Michigan Negotiations on Credit Scoring Apparently in Vain as Gov. Granholm Pushes for Ban

By | May 16, 2004
Jennifer Granholm
Jennifer Granholm

When campaigning for her current office, Michigan Gov. Jennifer Granholm made it clear she detested the use of credit in rating and underwriting auto and homeowners insurance policies. Still, that was back in 2002. It was during the campaign. Industry observers thought that, perhaps, her anti-scoring fervor had somehow cooled.

“Evidently we were in error,” said Robert Pierce, CEO of the Michigan Association of Insurance Agents (MAIA).

After a year of negotiations with House legislators, a bill to regulate what are called the worst abuses of the credit-based insurance scoring system in Michigan was introduced in mid-April. Largely based on the National Conference of Insurance Legislators’ (NCOIL) model act on credit with a few wrinkles specific to the Wolverine State’s situation, HB 5803 appeared to be a breakthrough. Staffers from the Office of Financial and Insurance Services (OFIS) were even in on the negotiations.

So it came as somewhat of a surprise when Granholm and OFIS Commissioner Linda A. Watters announced in a televised news conference a week later that not only would they not support the House bill (or its similar Senate version) but they would shortly propose a rule to ban the use insurance scoring altogether. Maryland bans insurance scoring for homeowners insurance while California’s ban applies only to auto insurance. Every other state allows insurance scoring to some degree or another.

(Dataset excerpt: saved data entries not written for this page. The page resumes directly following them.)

PR #1556, opened 2016-05-23
Add Maven profiles for selecting alpn-boot version

joschi:
The version of `alpn-boot` is dependent on the version of the JVM being used, otherwise the build will fail.

Since not everyone is using the same version of the JVM, this PR adds profiles to `dropwizard-http2` for selecting the correct version of `alpn-boot`.

This is only required for running tests locally and on Travis CI.

### DIFF
--- a/dropwizard-bom/pom.xml
+++ b/dropwizard-bom/pom.xml
@@ -290,12 +290,6 @@
                     </exclusion>
                 </exclusions>
             </dependency>
-            <dependency>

In a statement, the MAIA called the move “abrupt” and Pierce told Insurance Journal he was “surprised and disappointed” by the governor’s announcement.

“We feel that by proposing a rule this is the most effective way to provide base rate reductions to our consumers,” Watters told IJ. “The bottom line is that insurance rates in Michigan are just too high. We have seen since credit scoring began to be used in Michigan in 1996 that base rates have increased for auto insurance between 45 and 90 percent and for homeowners between 86 and 162 percent. So we do know that that’s a factor.”

The National Association of Insurance Commissioners has ranked Michigan’s auto insurance rates 13th highest at $872 annually, compared to the national average of $817. Homeowners insurance rates are 30th highest at $487, compared to the national average of $417.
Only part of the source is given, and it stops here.